Characterization of undifferentiated neuroblastoma cells and their contribution to aggressiveness

Abstract

Neuroblastoma (NB) represents the most prevalent extracranial solid tumor among children, originating from cells within the sympathoadrenal lineage of the neural crest. This disease is characterized by its high clinical heterogeneity, ranging from spontaneous regression to aggressive metastasis. A key aspect of NB is its intratumoral heterogeneity, which underpins the aggressive nature of the disease. Recent transcriptomic studies have revealed that low-risk NB primarily consists of adrenergic differentiated cells, whereas high-risk NB is characterized by a higher proportion of undifferentiated tumor cells, which correlate with progenitor, migratory, and metastatic signatures. These neural crest stem-like cells exhibit cancer stem cell (CSC) properties and are associated with tumor progression, relapse/recurrence, metastasis, and poor clinical outcomes. The development of aggressive metastases involves a complex process requiring cellular properties such as adhesion, migration, and invasion, all of them typical features of stem cells derived from the neural crest. To investigate these neural crest stem-like cells, we employed the tumorsphere (TS) formation culture method, which isolates undifferentiated cells (UC) with self-renewal and proliferative capabilities.

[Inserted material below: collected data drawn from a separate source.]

PR #85, opened 2018-07-20
KEP-489: Removing the .state file functionality as it is no longer re…

rnistuk:
…quired and was causing nodes to fail on restart

### DIFF
--- a/raft/raft.hpp
+++ b/raft/raft.hpp
@@ -120,12 +120,12 @@ namespace bzn
         void get_raft_timeout_scale();
 
         std::string entries_log_path();
+
         std::string state_path();
-        void save_state();
-        void load_state();
+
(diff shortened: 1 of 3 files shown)


raft/raft.hpp
```diff
@@ -120,12 +120,12 @@ namespace bzn
...
         std::string entries_log_path();
+
         std::string state_path();
-        void save_state();
-        void load_state();
+
         void import_state_files();
-        void create_state_files(const std::string& log_path, const bzn::peers_list_t& peers);
-        bool state_files_exist();
+        void create_dat_file(const std::string& log_path, const bzn::peers_list_t& peers);
```
ebruck: What's a dat?  Digital Audio Tape? :)

PR #90, opened 2018-07-27
KEP-433: Load storage from log on restart

rnistuk:
Fixed the bug where the log was not being read into storage when the node was restarted.

### DIFF
--- a/raft/raft.cpp
+++ b/raft/raft.cpp
@@ -58,7 +58,7 @@ raft::raft(
     this->setup_peer_tracking(peers);
     this->get_raft_timeout_scale();
 
-    if(!boost::filesystem::exists(this->entries_log_path()))
+    if (!boost::filesystem::exists(this->entries_log_path()))
     {
         this->create_dat_file(this->entries_log_path(), peers);
     }
@@ -66,7 +66,7 @@ raft::raft(
     this->raft_log = std::make_shared<bzn::raft_log>(this->entries_log_path(), maximum_raft_storage);
 
     // KEP-112 Bail if the raft storage exceeds the max storage
-    if(this->raft_log->maximum_storage_exceeded())
+    if (this->raft_log->maximum_storage_exceeded())
     {
         LOG(error) << MSG_ERROR_MAXIMUM_STORAGE_EXCEEDED;
         throw std::runtime_error(MSG_ERROR_MAXIMUM_STORAGE_EXCEEDED);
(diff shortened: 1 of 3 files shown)


raft/raft.cpp
```diff
@@ -867,27 +867,44 @@ raft::get_leader()
...
     {
         if(log_entry.entry_type == bzn::log_entry_type::database)
         {
-            const auto command = log_entry.msg["cmd"].asString();
-            const auto db_uuid = log_entry.msg["db-uuid"].asString();
-            const auto key = log_entry.msg["data"]["key"].asString();
-            if (command == "create")
+            bzn_msg msg;
+
+            if(!msg.ParseFromString(boost::beast::detail::base64_decode(log_entry.msg["msg"].asString())))
```
ebruck: space after if

raft/raft.cpp
```diff
@@ -867,27 +867,44 @@ raft::get_leader()
...
             {
-                storage->create(db_uuid, key, log_entry.msg["data"]["value"].asString());
+                LOG(error) << "Failed to decode message: " << boost::beast::detail::base64_decode(log_entry.msg["msg"].asString()).substr(0,MAX_MESSAGE_SIZE) << "...";
+                continue;
             }
-            else if (command == "update")
+
+            bzn::uuid_t uuid = msg.db().header().db_uuid();
```
ebruck: const bzn::uuid_t

raft/test/raft_test.cpp
```diff
@@ -189,6 +191,87 @@ namespace
         peer["uuid"] = TEST_NODE_UUID;
         return peer;
     }
+
+
+    database_header*
```
ebruck: I'm surprised protobuf doesn't use smart pointers.

raft/raft.cpp
rnistuk: Right, good catch.

raft/test/raft_test.cpp
rnistuk: Me too, that threw me for a loop. I didn't think to look at the doc for the "set_allocated_" type functions, so when I used &variable on variables allocated on the stack, when a bzn_msg went out of scope, there was an exception. To make that work you need to match each "set_allocated_" with a "release_", otherwise, do pointers and allow bzn_msg to clean up for you by calling the release...

raft/raft.cpp
rnistuk: SON OF A... ok ok, I missed this one .. my bad... As punishment for my transgression I made the change to all the other offending if statements.

PR #91, opened 2018-07-30
KEP-299 Implement Node State Request API Function

ebruck:


status/test/status_test.cpp
```diff
@@ -0,0 +1,96 @@
...
+    bzn::message request;
+    request["bzn-api"] = "status";
+    request["cmd"] = "state";
+    request["transaction-id"] = 85746;
+
+    EXPECT_CALL(*mock_status_provider, get_status()).Times(2).WillRepeatedly(Invoke(
+        []()
+        {
+            bzn::message status;
+            status["line"] = __LINE__;
```
rnistuk: Is there a reason to set these values? ("line" and "file")

ebruck: just something to output

PR #101, opened 2018-08-11
KEP-536 Moved the check for max storage exceeded up the stack from ap…

rnistuk:
…pend_log_unsafe to handle_ws_raft_messages

The problem was that the append_log_unsafe method was only being called by the leader. So if a follower had exceeded it's max storage it would happily append messages using a different path (which I think may be a problem we should look at, but since we are doing away with raft...)

I combined the duplicated code where we bail on exceeded storage into a nice method and called it on raft instantiation and at the start of handle_ws_raft_messages before we attempt to do any work.

NOTE: I accidentally put KEP-563 in the git log, it should be KEP-536.

### DIFF
--- a/raft/raft.cpp
+++ b/raft/raft.cpp
@@ -65,12 +65,7 @@ raft::raft(
 
     this->raft_log = std::make_shared<bzn::raft_log>(this->entries_log_path(), maximum_raft_storage);
 
-    // KEP-112 Bail if the raft storage exceeds the max storage
-    if (this->raft_log->maximum_storage_exceeded())
-    {
-        LOG(error) << MSG_ERROR_MAXIMUM_STORAGE_EXCEEDED;
-        throw std::runtime_error(MSG_ERROR_MAXIMUM_STORAGE_EXCEEDED);
-    }
+    this->shutdown_on_exceeded_max_storage(true);
 }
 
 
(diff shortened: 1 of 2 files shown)


raft/raft.cpp
```diff
@@ -65,12 +65,7 @@ raft::raft(
 
     this->raft_log = std::make_shared<bzn::raft_log>(this->entries_log_path(), maximum_raft_storage);
 
-    // KEP-112 Bail if the raft storage exceeds the max storage
-    if (this->raft_log->maximum_storage_exceeded())
-    {
-        LOG(error) << MSG_ERROR_MAXIMUM_STORAGE_EXCEEDED;
-        throw std::runtime_error(MSG_ERROR_MAXIMUM_STORAGE_EXCEEDED);
-    }
+    this->bail_on_exceeded_max_storage(true);
```
ebruck: Can we please call this: 

shutdown_on_exceeded_max_storage?

raft/raft.cpp
```diff
@@ -1184,3 +1174,14 @@ raft::get_status()
...
     return status;
 }
+
+
+void
+raft::bail_on_exceeded_max_storage(bool do_throw)
+{
+    if (this->raft_log->maximum_storage_exceeded())
+    {
+        LOG(error) << MSG_ERROR_MAXIMUM_STORAGE_EXCEEDED;
```
ebruck: this->do_throw

raft/raft.cpp
rnistuk: Thanks! Made the change.

raft/raft.cpp
rnistuk: I wanted to leave one as a throw simply because I was able to unit test the functionality easily.

rnistuk: Can we catch a SIGINT? Maybe with signal?

PR #103, opened 2018-08-14
KEP 333, 521: Failure detection for pbft

isabelsavannah:


mocks/mock_pbft_failure_detector.hpp
```diff
@@ -0,0 +1,33 @@
...
+
+#pragma once
+
+#include <pbft/pbft_failure_detector_base.hpp>
+#include <gmock/gmock.h>
+#include <functional>
+
+namespace bzn
+{
+    class Mockpbft_failure_detector_base : public pbft_failure_detector_base
```
ebruck: Was this handcrafted? If so then you may want to in the future use gmock_gen.y located:

./googletest/src/googletest/googlemock/scripts/generator/gmock_gen.py

pbft/pbft.cpp
```diff
@@ -80,6 +82,18 @@ pbft::start()
                 this->audit_heartbeat_timer->expires_from_now(heartbeat_interval);
                 this->audit_heartbeat_timer->async_wait(
                         std::bind(&pbft::handle_audit_heartbeat_timeout, shared_from_this(), std::placeholders::_1));
+
+                auto weak_this = this->weak_from_this();
+                this->failure_detector->register_failure_handler(
```
ebruck: With c++17 you can avoid the copy...

[auto weak_this=this->weak_from_this()]()
{
...

pbft/pbft.cpp
```diff
@@ -195,9 +215,9 @@ pbft::handle_request(const pbft_msg& msg)
     //TODO: keep track of what requests we've seen based on timestamp and only send preprepares once - KEP-329
 
     const uint64_t request_seq = this->next_issued_sequence_number++;
-    pbft_operation& op = this->find_operation(this->view, request_seq, msg.request());
+    std::shared_ptr<pbft_operation> op = this->find_operation(this->view, request_seq, msg.request());
```
ebruck: I'd move this->find_operation() into do_preprepare call or use auto.

pbft/pbft.cpp
```diff
@@ -218,11 +238,11 @@ pbft::handle_preprepare(const pbft_msg& msg)
     }
     else
     {
-        pbft_operation& op = this->find_operation(msg);
-        op.record_preprepare();
+        std::shared_ptr<pbft_operation> op = this->find_operation(msg);
```
ebruck: auto?

pbft/pbft.cpp
```diff
@@ -234,55 +254,57 @@ pbft::handle_prepare(const pbft_msg& msg)
...
+    this->maybe_advance_operation_state(std::move(op));
 }
 
 void
 pbft::handle_commit(const pbft_msg& msg)
 {
 
     // Commit messages are never rejected, assuming  the sanity checks passed
-    pbft_operation& op = this->find_operation(msg);
+    std::shared_ptr<pbft_operation> op = this->find_operation(msg);
```
ebruck: auto?

pbft/pbft_service.cpp
```diff
@@ -16,18 +16,28 @@
...
+pbft_service::commit_operation(std::shared_ptr<pbft_operation> operation)
 {
-    this->waiting_requests[sequence] = request;
+    uint64_t sequence = operation->sequence;
+    this->waiting_requests[sequence] = std::move(operation);
 
     while (this->waiting_requests.count(this->next_request_sequence) > 0)
     {
-        const pbft_request& req = waiting_requests[sequence];
+        std::shared_ptr<pbft_operation>& op = waiting_requests[this->next_request_sequence];
```
ebruck: This could be dangerous if the original shared_ptr becomes invalid?
I would remove the reference.

pbft/pbft_service.hpp
```diff
@@ -26,15 +27,18 @@ namespace bzn
...
+
+        void commit_operation(std::shared_ptr<pbft_operation> operation) override;
 
         const pbft_request& get_last_request();
         uint64_t applied_requests_count();
 
     private:
         uint64_t next_request_sequence = 1;
-        std::map<uint64_t, pbft_request> waiting_requests;
+        std::map<uint64_t, std::shared_ptr<pbft_operation>> waiting_requests;
```
ebruck: any reason not to use an unordered map?

pbft/pbft.cpp
```diff
@@ -293,49 +315,49 @@ pbft::common_message_setup(const pbft_operation& op, pbft_msg_type type)
 }
 
 void
-pbft::do_preprepare(pbft_operation& op)
+pbft::do_preprepare(const std::shared_ptr<pbft_operation>& op)
```
ebruck: I'd avoid references to shared pointers unless you are absolutely sure the caller of this will never lose its ref count and it goes to zero.

pbft/pbft.cpp
isabelsavannah: Sorry, how? I'm not following.

pbft/pbft.cpp
isabelsavannah: I have been consistent about that. We make a real copy of the pointer in handle_[message type], then everything from there uses references to that copy. I wanted to avoid copying it for all the small functions.

pbft/pbft.cpp
ebruck: oops... it stripped my formatting for some reason:

```
[auto weak_this = this->weak_from_this()]()
{

}
```

pbft/pbft_service.hpp
isabelsavannah: Not really. Last time I googled it, I think I found that the performance difference wasn't as compelling or consistent as you'd expect.

pbft/pbft.cpp
isabelsavannah: You sure? I get 
```/home/isabel/swarmDB/pbft/pbft.cpp: In lambda function:
/home/isabel/swarmDB/pbft/pbft.cpp:87:26: error: expected identifier before ‘auto’
                         [auto weak_this = this->weak_from_this()]()
```
GCC 8.0.1

ebruck: sorry auto isn't allowed. My mistake. But I would put it there anyway.

pbft/pbft.cpp
ebruck: If you're not sharing ownership and the original holder of the reference doesn't go out of scope then this is fine.

pbft/pbft.cpp
isabelsavannah: It doesn't like that either
```
/home/isabel/swarmDB/pbft/pbft.cpp: In lambda function:
/home/isabel/swarmDB/pbft/pbft.cpp:88:26: error: capture of non-variable ‘std’ 
                         [std::weak_ptr<pbft> weak_this = this->weak_from_this()]()
                          ^~~
<built-in>: note: ‘namespace std { }’ declared here
/home/isabel/swarmDB/pbft/pbft.cpp:88:29: error: expected ‘,’ before ‘::’ token
                         [std::weak_ptr<pbft> weak_this = this->weak_from_this()]()
                             ^~
```

ebruck: gah... my brain is turning to mush... drop the type and use like:

```
[weak_this = this->weak_from_this()]()
{
}
```

ebruck:
Please wait until coverage is enabled. Your PR has moved us below 87%

PR #106, opened 2018-08-15
KEP-190 Whitelist implementation

rnistuk:
Implements simple whitelist checking against an ethereum contract that Mehdi has created. The functionality is currently off by default, but can be turned on by setting "enable_whitelist" to true in the config file.

I'll be talking to Mehdi to add 100 test uuids to the whitelist. Currently, the whitelist contains just one: "12345678-0900-0000-0000-000000000000"


rnistuk:
I also DRY'd things up a bit in raft.cpp by consolidating some error reporting code into a small method.

raft/raft.cpp
```diff
@@ -39,16 +40,18 @@ using namespace bzn;
...
-    , uuid(std::move(uuid))
-    , node(std::move(node))
-    , state_dir(std::move(state_dir))
+        std::shared_ptr<bzn::asio::io_context_base> io_context,
+        std::shared_ptr<bzn::node_base> node,
+        const bzn::peers_list_t& peers,
+        bzn::uuid_t uuid,
+        const std::string state_dir, size_t maximum_raft_storage,
+        bool whitelist_enabled
+        ) :
```
ebruck: this should be : on a new line and comma's underneath it 

like:

)
: timer()
, uuid()
, node()

etc.

rnistuk: Cool, I'll make the change.

PR #8, opened 2014-03-04
Implemented Multi-Currency Support (or at least the start of it)

davzie:
All tests passing. I haven't been able to test directly with Stripe just yet though...

Signed-off-by: David Thorpe davzie@davzie.com


commandantp:
any updates on that?

commandantp:
Why are we not simply passing the currencies as arguments, it will be passed as an option to Stripe anyways ? That would allow to support any currency.

davzie:
Mate, this was so long ago I haven't a clue what's happening right now, I'm just drinking some honey and hot water like a boss. I think that Cashier is getting some TLC with the upcoming release of Laravel 5.2. I could be wrong though.

PR #92, opened 2014-07-21
Not fetching last four digits of a card if there's no default card

ashitvora:
Stripe allows us to create a customer without any card.
In that case trying to fetch last four digits of the default card after user is subscribed to a plan throws error.
This is possible when user is trying to subscribe to a free plan and app doesn't require them to enter their credit card info.


scotself:
Sorry, maybe I missed something...is this included in an update? It seems like it is in the current codebase, but want to be sure so I can stop excluding from composer.json on a specific project. Thanks if it is indeed included now.

PR #100, opened 2014-08-17
Get the entity's upcoming invoice

djug:


lostincode:
@taylorotwell are you able to tag a version for this so we don't have to use master?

We then examined their phenotypic attributes, particularly focusing on their adhesive, migratory, and invasive capacities that set them apart from other tumor cell populations. Our findings indicate that TS cultures enrich for a population of multipotent progenitor cells, resembling progenitors from early developmental stages. These UC demonstrate distinct adhesive properties and a unique cytoskeletal structure that endows them with cytoskeletal plasticity. They also display specific actin-rich protrusions and a unique mode of motility characterized by slow but directional movement, enhancing their response to chemotactic stimuli. Furthermore, these undifferentiated cells exhibit a robust capacity for degrading and invading the extracellular matrix (ECM). Additionally, transcriptomic analysis revealed that this progenitor population expresses genes and pathways directly linked to aggressiveness and metastasis. UC cells also possess the ability to form tumors in vivo, and to develop aggressive metastases in distant organs. We argue that these insights open promising avenues for developing targeted therapeutic strategies aimed at eliminating these highly aggressive cancer cells.